I left at God knows what time and headed underground.

Epilogue

It’s been four months since all that passed. Don’t get it into your heads that I’ll give myself up;
absolutely not. Liza was the one and only person whom I wanted to confess to, but I kept my lips
sealed. It grieved me that I did, and I did in fact go back to her flat to find her; to prostrate myself
before her feet and ask for mercy. The urge drove me so strongly that I was almost running to find
her for that purpose… but I found her hanging behind the partition with the ticking clock. Liza was
an isolated case among the whole of my lofty theory, and I wept strongly upon finding her dead! It
pains me that I did not confess to her… even just to her, to become the singular human to know of
this crime during my lifetime. Perhaps if I had not turned coward in that moment, it could’ve gone
like this:
‘Liza, I have–– I have killed!’ The candle would shudder and die to cover the bareness of my
soul, which would tremble at such an utterance. Everything would go quiet, aside from the clock. I
would count to two-hundred and fourteen before she says:
‘Are you staring at me? Because I am staring at you.’
‘I don’t know; I can’t see you.’
‘That’s no matter, then.’ And she would hug me. A real, thorough hug.
‘Lisa…!’ And it would pain me greatly.
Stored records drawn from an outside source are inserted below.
PR #16490, opened 2025-08-22
Refactor `Record` api. Reduce code duplication and make future refactors easier.

Bahex:
Part of my efforts refactor `Record`. Aims of the this PR:
- Reduce ambiguity regarding case sensitivity when working with `Record`.
- Provide a new wrapper/proxy[^proxy] for cases where case sensitivity is known statically: `CasedRecord`.
- Reduce code duplication and the possibility of behaviors diverging.
- And as a bonus, introduce code patterns that might be applicable in other places as well.

[^proxy]: There is probably a better name for this pattern.

N/A

## Tasks after submitting
N/A

### DIFF
--- a/crates/nu-protocol/src/value/record.rs
+++ b/crates/nu-protocol/src/value/record.rs
@@ -283,60 +283,12 @@ impl Record {
         self.inner.push((col.into(), val));
     }
 
-    /// Insert into the record, replacing preexisting value if found.
-    ///
-    /// Returns `Some(previous_value)` if found. Else `None`
-    pub fn insert<K>(&mut self, col: K, val: Value) -> Option<Value>
-    where
-        K: AsRef<str> + Into<String>,
-    {
-        if let Some(curr_val) = self.get_mut(&col) {
-            Some(std::mem::replace(curr_val, val))
-        } else {
-            self.push(col, val);
-            None
-        }
-    }
-
-    pub fn contains(&self, col: impl AsRef<str>) -> bool {
-        self.columns().any(|k| k == col.as_ref())
-    }
-
-    pub fn index_of(&self, col: impl AsRef<str>) -> Option<usize> {
-        self.columns().position(|k| k == col.as_ref())
-    }
-
-    pub fn get(&self, col: impl AsRef<str>) -> Option<&Value> {
-        self.inner
-            .iter()
-            .find_map(|(k, v)| if k == col.as_ref() { Some(v) } else { None })
-    }
-
-    pub fn get_mut(&mut self, col: impl AsRef<str>) -> Option<&mut Value> {
-        self.inner
-            .iter_mut()
-            .find_map(|(k, v)| if k == col.as_ref() { Some(v) } else { None })
-    }
-
     pub fn get_index(&self, idx: usize) -> Option<(&String, &Value)> {
         self.inner.get(idx).map(|(col, val): &(_, _)| (col, val))
     }
 
     pub fn get_index_mut(&mut self, idx: usize) -> Option<(&mut String, &mut Value)> {
-        self.inner
-            .get_mut(idx)
-            .map(|(col, val): &mut (_, _)| (col, val))
-    }
-
-    /// Remove single value by key
-    ///
-    /// Returns `None` if key not found
-    ///
-    /// Note: makes strong assumption that keys are unique
-    pub fn remove(&mut self, col: impl AsRef<str>) -> Option<Value> {
-        let idx = self.index_of(col)?;
-        let (_, val) = self.inner.remove(idx);
-        Some(val)
+        self.inner.get_mut(idx).map(|(col, val)| (col, val))
     }
 
     /// Remove single value by index
--- a/crates/nu-protocol/src/value/record.rs
+++ b/crates/nu-protocol/src/value/record.rs
@@ -22,18 +22,18 @@ pub struct Record {
 ///
 /// It is never actually constructed as a value and only used as a reference to an existing [`Record`].
 #[repr(transparent)]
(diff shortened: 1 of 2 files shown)


crates/nu-protocol/src/value/record.rs
```diff
@@ -11,6 +15,137 @@ pub struct Record {
...
+        Some(self.0.get_index_mut(index)?.1)
+    }
+
+    /// Remove single value by key and return it
+    pub fn remove(&mut self, col: impl AsRef<str>) -> Option<Value> {
+        let index = self.index_of(col.as_ref())?;
+        Some(self.0.remove_index(index))
+    }
+
+    /// Insert into the record, replacing preexisting value if found.
```
fdncred, line 65: This functionality is really an upsert vs insert. I'm not sure it matters for the api but I was confused when I read it. I see below that this terminology was already used before and you're just tweaking things.

cptpiepmatz: I think `insert` is correct here. Because this displaces the original value. My gut feeling about an `upsert` would be that it only inserts the value if there isn't one already.

crates/nu-protocol/src/value/record.rs
```diff
@@ -1,16 +1,144 @@
...
+            Some(std::mem::replace(curr_val, val))
+        } else {
+            self.0.push(col, val);
+            None
+        }
+    }
+}
+
+/// Extension trait for [`Record`]. Enables separate implementations for `&Record` and `&mut Record`
+pub trait RecordExt {
```
cptpiepmatz: I'm having an issue with that trait name. `Ext`-traits usually refer to a feature extension of a foreign type or trait. This is not the case here, we have full control over `Record` here. So I would name it differently to make it semantics more clear.

crates/nu-protocol/src/value/record.rs
```diff
@@ -133,67 +333,26 @@ impl Record {
...
     ///
+    /// <div class="warning">
     /// May duplicate data!
     ///
-    /// Consider to use [`Record::insert`] instead
+    /// Consider using [`CaseTypedRecord::insert`] or [`CasedRecord::insert`] instead.
+    /// </div>
     pub fn push(&mut self, col: impl Into<String>, val: Value) {
         self.inner.push((col.into(), val));
     }
```
cptpiepmatz: With this attached I'm always unsure if we should mark this function as `unsafe`, as you can break the invariance of the `Record` if used `push` inproperly.

crates/nu-protocol/src/value/record.rs
fdncred: upsert means update a value if it already exists otherwise insert a new key/value. i could live with this api being either. I'm just saying that I think insert is not tecnically the right word based on the comments.

cptpiepmatz: So probably naming it `replace`?

Bahex: It's how [`std::collections::HashMap::insert()`](https://doc.rust-lang.org/stable/std/collections/struct.HashMap.html#method.insert) works so I think we should keep `insert`.

crates/nu-protocol/src/value/record.rs
Bahex: Having non unique keys in a `Record` doesn't cause unsoundness (as it is currently implemented), so it's _technically_ not unsafe. I do think enforcing uniqueness as an actual invariant would be good, but it should be left for a separate PR as there are 178 uses of it in our code base.

As far as I can tell `.push()` is only used when constructing records with statically known column names, maybe we can somehow enforce that at compile time? (probably not)

I'm in favor of making it private and only used as an implementation detail of `Record`, and switch all call sites to use `.insert()`.

crates/nu-protocol/src/value/record.rs
Bahex: Good call :+1:

crates/nu-protocol/src/value/record.rs
cptpiepmatz: This is definitely for another PR 👍🏻

crates/nu-protocol/src/value/record.rs
```diff
@@ -1,69 +1,262 @@
...
+        K: AsRef<str> + Into<String>,
+    {
+        if let Some(curr_val) = self.get_mut(col.as_ref()) {
+            Some(std::mem::replace(curr_val, val))
+        } else {
+            self.0.push(col, val);
+            None
+        }
+    }
+}
```
sholderbach, line 79: Do we need additional logic for the case-insensitive `insert` to replicate the semantics we have or want for that.

Assume:
```rust
let mut record = record!["Foo": t1, "foo": t2];
record.case_insensitive().insert("foo", t3);
```

Would replace the value t1 but leave the `foo` key untouched. Bit surprising for

What should we do. `Record` semantically allows any string key and preserves order.

For environment variables we use case-preserving semantics like on Windows. i.e. the first casing wins all future editing operations preserve. (here `CasedRecord<CaseInsensitive>` works as expected)

What is quite dubious in its behavior is switching between the different `CasedRecord` variants or `DynCasedRecord`.

In an ideal world am inclined to say we should disallow the `!` cell paths for the `upsert` family if we don't want headaches and only allow it for reading operations.

Bahex: > Would replace the value t1 but leave the foo key untouched

It would actually replace `t2`, the search favors most recently added columns.
```rust
    pub fn index_of(&self, col: impl AsRef<str>) -> Option<usize> {
        let col = col.as_ref();
        self.0.columns().rposition(|k| Sensitivity::eq(k, col))
    }
```

I think having multiple keys that are equal under case insensitivity _and_ accessing such a record case insensitively would be an uncommon occurrence so I'm not too worried about that.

The last time I was hugged was when mother had to
say goodbye to me as I left for university. I would hug Liza back hard like she was an offer of new
life and cry and cry and cry in her arms.
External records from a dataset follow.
PR #16493, opened 2025-08-22
feat(docs): add to `run-external` and `help` command descriptions

Tyarel8:
Added to the extra_description of `run-external` and `help` that if you create a command with that name it will be used instead for running externals and `--help` outputs, which is not obvious. Also added it to the website nushell/nushell.github.io#2015.

Let me know if there is another command like this to expand the documentation.

Added information to the `run-external` and `help` descriptions that indicates these commands or any with the same names are automatically used for running externals and the `--help` flags respectively.

## Tasks after submitting

### DIFF
--- a/crates/nu-command/src/help/help_.rs
+++ b/crates/nu-command/src/help/help_.rs
@@ -31,7 +31,9 @@ impl Command for Help {
     }
 
     fn extra_description(&self) -> &str {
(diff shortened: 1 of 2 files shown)


cptpiepmatz (approved):
Great additions, thanks!

PR #16500, opened 2025-08-23
Reset content type for commands returning partial input

weirdan:
Refs https://discord.com/channels/601130461678272522/615329862395101194/1408860803326808316

The following commands no longer preserve `content_type` element of the input metadata:

* `bytes at` - bytes 3..5 of an `image/png` stream are not valid `image/png` stream themselves
* `bytes remove` - when you remove some bytes, the content type likely becomes invalid
* `first` - first 5 bytes of an `image/png` stream are not valid `image/png` stream themselves
* `skip` - bytes after 5th of an `image/png` stream are not valid `image/png` stream
* `take` - see `first`
* `str substring` - a random string slice of `application/json` isn't likely to be a valid `application/json` value

## Tasks after submitting

### DIFF
--- a/crates/nu-command/src/bytes/at.rs
+++ b/crates/nu-command/src/bytes/at.rs
@@ -77,7 +77,7 @@ impl Command for BytesAt {
         if let PipelineData::ByteStream(stream, metadata) = input {
             let stream = stream.slice(call.head, call.arguments_span(), range)?;
             // bytes 3..5 of an image/png stream are not image/png themselves
-            let metadata = metadata.map(|metadata| metadata.with_content_type(None));
+            let metadata = metadata.map(|m| m.with_content_type(None));
             Ok(PipelineData::byte_stream(stream, metadata))
         } else {
             operate(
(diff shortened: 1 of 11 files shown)


crates/nu-command/src/bytes/at.rs
```diff
@@ -85,6 +87,15 @@ impl Command for BytesAt {
...
             )
+            .map(|pipeline| match pipeline {
+                PipelineData::ByteStream(stream, Some(metadata)) => {
+                    PipelineData::byte_stream(stream, Some(metadata.with_content_type(None)))
+                }
+                PipelineData::Value(val, Some(metadata)) => {
+                    PipelineData::Value(val, Some(metadata.with_content_type(None)))
+                }
+                _ => pipeline,
+            })
```
Bahex:
```suggestion
            .map(|pipeline| {
                let metadata = pipeline
                    .metadata()
                    .map(|metadata| metadata.with_content_type(None));
                pipeline.set_metadata(metadata)
            })
```
I find this easier to understand at a glance. It should be possible to apply this to the other commands as well.

weirdan: Done. I tried something similar, but apparently I got something wrong, as the type checker wasn't accepting it.

Bahex (approved):

sholderbach:
There is also `last` that supports binary inputs, also the family of `bytes`/`bits` in theory also can mutate a format beyond recognition, same for the `str` commands that mutate. No way to know for sure if it is still the format. So there would be a judgement call what is more useful, keeping the metadata or dropping it.

weirdan:
> There is also `last` that supports binary inputs,

There is, but it doesn't currently preserve any of the original metadata (unlike `first`):

```nushell
 ❯ open crates/nu-cli/src/eval_cmds.rs | last 10 | metadata
╭──────┬────────────────────╮
│      │ ╭───────┬────────╮ │
│ span │ │ start │ 159024 │ │
│      │ │ end   │ 159028 │ │
│      │ ╰───────┴────────╯ │
╰──────┴────────────────────╯
```

> also the family of `bytes`/`bits` in theory also can mutate a format beyond recognition

Correct, but I didn't want to turn this PR into `fix all metadata issues` kinda project. So this one is focused on commands that return a part of their input. There are certainly other issues with metadata, as well as the same issue in other commands, which will need to be addressed later in separate PRs.

sholderbach:
Sounds reasonable to go step by step on this.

‘Why, why would you ever murder? Why would you get blood on your hands?’
‘Because I thought I had the right… because I thought it was simple arithmetic. “Here is a
wicked money-lender with money he sucked from other persons and called it his; there are hundreds
of students out there who can do much greater things with the money.” Well, there are hundreds
of us, but I was the first and only one to take the step!’
‘Well, did you succeed? Are you one in a hundred?’
And I wouldn’t be able to answer! But she would hold me, she would know how to handle my
soul and pray over me as I wept.

The point is: Liza is dead, and I will never confess. This notebook will outlive me, and it will be
the only confession to ever exist from me. But no one at all suspected me, in fact, they even arrested
a neighbour of mine, but they had not a single mind to even interrogate me. I wasn’t about to ruin
that with a confession.
True, you would say that I am a killer. But how could you? You’ll have to admit that the theory
itself is flawless! I saved my mother and sister (they are entirely different stories and frankly, I don’t
have the desire to write that all down). And most importantly, I secured myself in university and got
a stable source of income––mediocre, yes, but it’ll do for now. How can you call me a killer now,
gentlemen, when faced with these facts? Besides, great men such as Napoleon murdered left, right,
and centre, while I have only ended one and a half lives! What, the way I executed mine was ugly:
it was done in a closed room with the crude weapon, the axe; and just for that I am now a criminal?
But how different was my deed from Napoleon, hmm? It was a necessary overstepping.
Despite the fact that I am in a much better position now, we find ourselves back to our first
chapter… I have spent millennia underground, with the maggots of the murder, and I have grown
to be terribly ill, vile, and contemptuous. So, what is your judgement? Am I a louse?